Foi em 1902 que Willis Carrier, um engenheiro de 25 anos formado pela Universidade de Cornell, nos EUA, inventou um processo mecânico para condicionar o ar. O controle do clima finalmente foi colocado em prática, na verdade, para resolver o problema de uma empresa de impressão em dias quentes de Nova York, onde foi feita a primeira instalação por Carrier.

Ele teorizou que poderia retirar a umidade da fábrica através de resfriamento do ar por dutos artificialmente resfriados. Esse mecanismo, que controlava a temperatura e umidade, foi o primeiro exemplo de condicionador de ar contínuo por processo mecânico. Desse modo, a indústria têxtil, que também tinha grande necessidade de controle ambiental, foi o primeiro grande mercado para o condicionador de ar.

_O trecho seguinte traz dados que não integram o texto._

PR #13491, opened 2022-10-11
Display images in waypoints

baiti:


baiti:
Of the proposed (@moving-bits) sequence:

1. add a field for an image to the Waypoint model (and extend the db structure to keep it persisted) - this would hold the image's URI
2. on parsing the stage data separate the image URI, store it to the waypoint data
3. and download the image using the caching HTMLImage class
4. extend the waypoint edit layout to include an ImageView and display the cached image in it

(1) and (2) are in now. I am still working on (3) and (4).

baiti:
@moving-bits : I tried to work on (3) and (4) mentioned above but no success. Could you outline in more details how to accomplish this? I know what XML file needs to be changed but I don't know how to code that `<ImageView>` tag. haven't found any meaningful samples on stackoverflow and also nothing in the cgeo code I could use as a boiler plate.

On the side: If the geocache description contains image tags, do we also need to cache those? Currently for ALCs, I don't. It seems the HTML renderer fetches the image from the network automatically, however, most likely each and every time the activity is started.

moving-bits:
LGTM so far (but haven't checked if you got all relevant methods in `DataStorage`.

> @moving-bits : I tried to work on (3) and (4) mentioned above but no success. Could you outline in more details how to accomplish this? I know what XML file needs to be changed but I don't know how to code that `<ImageView>` tag. haven't found any meaningful samples on stackoverflow and also nothing in the cgeo code I could use as a boiler plate.

I had to lookup that for myself. My first approach was to retrieve the image by using the image URL, store the image and put it into its own `<ImageView>`. But during a bit of research for some more detailed info I found a different approach, which might be easier:

Taken from `models/Geocache.java` (around line 2000):

```
final HtmlImage imgGetter = new HtmlImage(cache.getGeocode(), false, true, forceRedownload);
// store images from description
if (StringUtils.isNotBlank(cache.getDescription())) {
    HtmlCompat.fromHtml(cache.getDescription(), HtmlCompat.FROM_HTML_MODE_LEGACY, imgGetter, null);
}
```

This might work for both waypoint description and cache description itself.
Need to lookup though, how displaying the content makes use of the cache, though. Will try to find out tomorrow.
Extracting and storing the image URL in a separate database field would not be needed then.

> On the side: If the geocache description contains image tags, do we also need to cache those? Currently for ALCs, I don't. It seems the HTML renderer fetches the image from the network automatically, however, most likely each and every time the activity is started.

Exactly. Which can lead to problems if you have a bad signal (and it consumes traffic unnecessarily). HtmlImage should be able to cure this.

Lineflyer:
Before this all gets to complicated:
We could just store the images of the stages into the cache gallery, just giving them the title of the respective stage.
IMHO its not too relevant to really see the image embedded into the stage and creating a new DB extension just for that....

moving-bits:
@baiti: I added some code to cache the image and display it in a separate view (so back to my original proposal), which has the benefit of displaying it in full size instead of tiny thumbnail.

baiti:
> @baiti: I added some code to cache the image and display it in a separate view (so back to my original proposal), which has the benefit of displaying it in full size instead of tiny thumbnail.

So does that mean we're all set and done? Do I backout the second commit from this PR and we just merge the first commit?

baiti:
@moving-bits ... I have reverted my commit wrt addint a database field. So this PR only holds the change referenced in the title. However, it is out of sync since you commited changes to the same file. I have no idea to sync my local environment such that this PR is also rebased. I'm afraid I will screw things up by messing with git.

fm-sys:
Additional DB and Geocache fields, just for this small nearly irrelevant feature sounds a bit too much IMHO. The second proposal from https://github.com/cgeo/cgeo/pull/13491#issuecomment-1275305681  (inline via HtmlImage to TextView) should be quite easy to implement.

baiti:
> Additional DB and Geocache fields, just for this small nearly irrelevant feature sounds a bit too much IMHO. The second proposal from [#13491 (comment)](https://github.com/cgeo/cgeo/pull/13491#issuecomment-1275305681) (inline via HtmlImage to TextView) should be quite easy to implement.

Yes, that is what I already concluded from @Lineflyer's remarks. However, in an attempt to take out the database changes from this PR I also took out two commits from @moving-bits because I did not realize that he had commited into my PR (didn't know that this was even possible). I hope these two commits can be recovered somehow.

ztNFny:
Nothing is ever lost with git, they are still accessible from the commit id:


@moving-bits pushed 2 commits.

528e650 fix storing image uri
56e4979 display (cached) image in separate view

moving-bits:
> So does that mean we're all set and done? Do I backout the second commit from this PR and we just merge the first commit?

@baiti: No, I built it on top of your PR, and the functionality of your commits is needed.

> Additional DB and Geocache fields, just for this small nearly irrelevant feature sounds a bit too much IMHO. 

@fm-sys: What is your concern with having those extensions?

> The second proposal from [#13491 (comment)](https://github.com/cgeo/cgeo/pull/13491#issuecomment-1275305681) (inline via HtmlImage to TextView) should be quite easy to implement.

I've tried that first, but ran into the very same problem @baiti already had, the non-scaling of the image within the text field, which makes the image useless. That's why I came back to my first proposal, which was easy to add to what @baiti had prepared already, and works fine.

> in an attempt to take out the database changes from this PR I also took out two commits from @moving-bits because I did not realize that he had commited into my PR (didn't know that this was even possible). I hope these two commits can be recovered somehow.

@baiti: No worries, git still has them (as @ztNFny already pointed out), and I have them in my local dev environment as well.
If ok for you I can try to force-push the branch when I'm back at my dev environment.

baiti:
> > So does that mean we're all set and done? Do I backout the second commit from this PR and we just merge the first commit?
> 
> @baiti: No, I built it on top of your PR, and the functionality of your commits is needed.

Yup, that I figured out but only once it was too late.

> I've tried that first, but ran into the very same problem @baiti already had, the non-scaling of the image within the text field, which makes the image useless. That's why I came back to my first proposal, which was easy to add to what @baiti had prepared already, and works fine.

cool

> 
> > in an attempt to take out the database changes from this PR I also took out two commits from @moving-bits because I did not realize that he had commited into my PR (didn't know that this was even possible). I hope these two commits can be recovered somehow.
> 
> @baiti: No worries, git still has them (as @ztNFny already pointed out), and I have them in my local dev environment as well. If ok for you I can try to force-push the branch when I'm back at my dev environment.

Of course! Your help is very much appreciated. I have seen the content of those two commmits via the web ui but on my local working copy I can't see them no matter what I do.

Lineflyer:
> >Additional DB and Geocache fields, just for this small nearly irrelevant feature sounds a bit too much IMHO.
>
> @fm-sys: What is your concern with having those extensions?

Not sure about the concerns of @fm-sys, but did you see my proposal in https://github.com/cgeo/cgeo/pull/13491#issuecomment-1276708810

Wouldn't that be kind of consistent and not requiring new database extensions "just for AL stage pictures"?

moving-bits:
> > > I hope these two commits can be recovered somehow.
> > 
> > @baiti: No worries, git still has them (as @ztNFny already pointed out), and I have them in my local dev environment as well. If ok for you I can try to force-push the branch when I'm back at my dev environment.
> 
> Of course! Your help is very much appreciated. I have seen the content of those two commmits via the web ui but on my local working copy I can't see them no matter what I do.

@baiti: I have just force-pushed those commits.

moving-bits:
> > > Additional DB and Geocache fields, just for this small nearly irrelevant feature sounds a bit too much IMHO.
> > 
> > 
> > @fm-sys: What is your concern with having those extensions?
> 
> Not sure about the concerns of @fm-sys, but did you see my proposal in [#13491 (comment)](https://github.com/cgeo/cgeo/pull/13491#issuecomment-1276708810)
> 
> Wouldn't that be kind of consistent and not requiring new database extensions "just for AL stage pictures"?

Putting the images into the gallery may be a next step, but IMHO most usefulness of those images comes from having them displayed directly with their respective waypoint.

If we don't put them into a separate `ImageView` (requiring a separate database field for storing the URL) but leave them in the `TextView`, we do have the scaling problem described above (very tiny image which is non-legible).

An alternative approach, if we would like to spare a database field at all costs, could be to parse for image url in the `TextView` at runtime, strip the url from the `TextView` and put it into the separate `ImageView`. A bit more costly at runtime, but with the advantage of being able to convert already stored listings.

fm-sys:
> If we don't put them into a separate ImageView (requiring a separate database field for storing the URL) but leave them in the TextView, we do have the scaling problem described above (very tiny image which is non-legible)

In my opinion this should just be a matter coding it in the right way. At the listing this works as well, I can give it a try for waypoints if this is wanted.

> @fm-sys: What is your concern with having those extensions?

It IMHO adds unnecessary complexity to the DB and Geocache object. This would be totally acceptable of course, however we have a much more elegant solution here... As written above, I will give it a try and if I fail we can still go the current way.

> An alternative approach, if we would like to spare a database field at all costs, could be to parse for image url in the TextView at runtime, strip the url from the TextView and put it into the separate ImageView

Hm. This sounds quite ugly as well... Wouldn't recommend going this path.

moving-bits:
> At the listing this works as well, I can give it a try for waypoints if this is wanted.

Would be great if you can find a way to display the images within `TextView` in a reasonable size. Currently they are inserted by a plain `` tag, which leaves them at a very tiny size. If it works within the `TextView`, we just have to apply the `HTMLImage` for waypoints.

I'm not pushing the currently implemented solution, although I think it's straightforward, but a more elegant solution would be even better.

> > An alternative approach, if we would like to spare a database field at all costs, could be to parse for image url in the TextView at runtime, strip the url from the TextView and put it into the separate ImageView
> 
> Hm. This sounds quite ugly as well... Wouldn't recommend going this path.

Not that I would like to implement that alternative. It's more like a hack, and I've mentioned it just for the sake of completeness, as it would avoid adding the extra methods and db field.

fm-sys:
--> PR #13511 implements the same functionality as simple one-liner...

Porém, foi em 1906 que surgiu o termo “ar-condicionado”, com Stuart Cramer. O também norte-americano criou o seu próprio aparelho a fim de explorar formas de adicionar umidade ao ar em sua fábrica de tecidos, usando-o em um pedido de patente efetuado naquele ano. Carrier acabou adotando também o termo e incorporou-o no nome da sua empresa.

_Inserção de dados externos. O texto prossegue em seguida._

PR #13502, opened 2022-10-13
add missing pending intent flags (rel. to #13036)

moving-bits:
## Description
Add missing flags required when targeting Android 12 (targetSDK 31)

@fm-sys 
As I've copied from your code ;-)
Can you cross-check whether using `FLAG_IMMUTABLE` is the right thing in those three places? Thanks.

### DIFF
--- a/main/src/cgeo/geocaching/apps/cachelist/MapsMeCacheListApp.java
+++ b/main/src/cgeo/geocaching/apps/cachelist/MapsMeCacheListApp.java
@@ -10,6 +10,7 @@ import android.app.Activity;
 import android.app.PendingIntent;
 import android.content.Context;
 import android.content.Intent;
+import android.os.Build;
 
 import androidx.annotation.NonNull;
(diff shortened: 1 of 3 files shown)


fm-sys:
Actually I haven't really understood the difference either. But if everything still works, I would say it is good to go...

Documentation:
> Flag indicating that the created PendingIntent should be immutable. This means that the additional intent argument passed to the send methods to fill in unpopulated properties of this intent will be ignored.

Os primeiros aparelhos de ar condicionado, assim como os frigoríficos, empregavam gases tóxicos ou inflamáveis como a amônia, o clorometano e o propano, o que poderia resultar em acidentes fatais se houvesse um vazamento.

1910 – Começo a longo prazo

Mansão foi a primeira a receber uma instalação residencial

A invenção demorou a se popularizar porque, em um primeiro momento, seus inventores ainda não tinham percebido o potencial daquelas máquinas de ar frio. A primeira aplicação residencial do ar-condicionado foi feita em uma mansão de Minneapolis, no ano de 1914.

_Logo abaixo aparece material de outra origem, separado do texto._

PR #13503, opened 2022-10-13
fix lint: unexpected text in resource file

moving-bits:
## Description
Removes unexpected text in resource file


Lineflyer:
du....Thats really strange ;)

moving-bits:
This can happen when using a certain feature of Android Studio:
If you tap the left shift key twice in short succession, a search window will open where you can enter fragments of a file name (or class name etc.), a very handy navigation feature.
If you try to open this popup while AS is still syncing, any entered text will end up in the active file. And if that does not lead to compile errors, this mistake may keep unnoticed for quite some time...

No mesmo ano, Carrier instalou o primeiro condicionador de ar hospitalar, no Allegheny General Hospital de Pittsburgh. O sistema introduzia umidade extra em um berçário de partos prematuros, ajudando a reduzir a mortalidade causada pela desidratação.

Em 1919, o cinema Riviera, em Chicago, convidava os espectadores para sua “fábrica de congelamento”.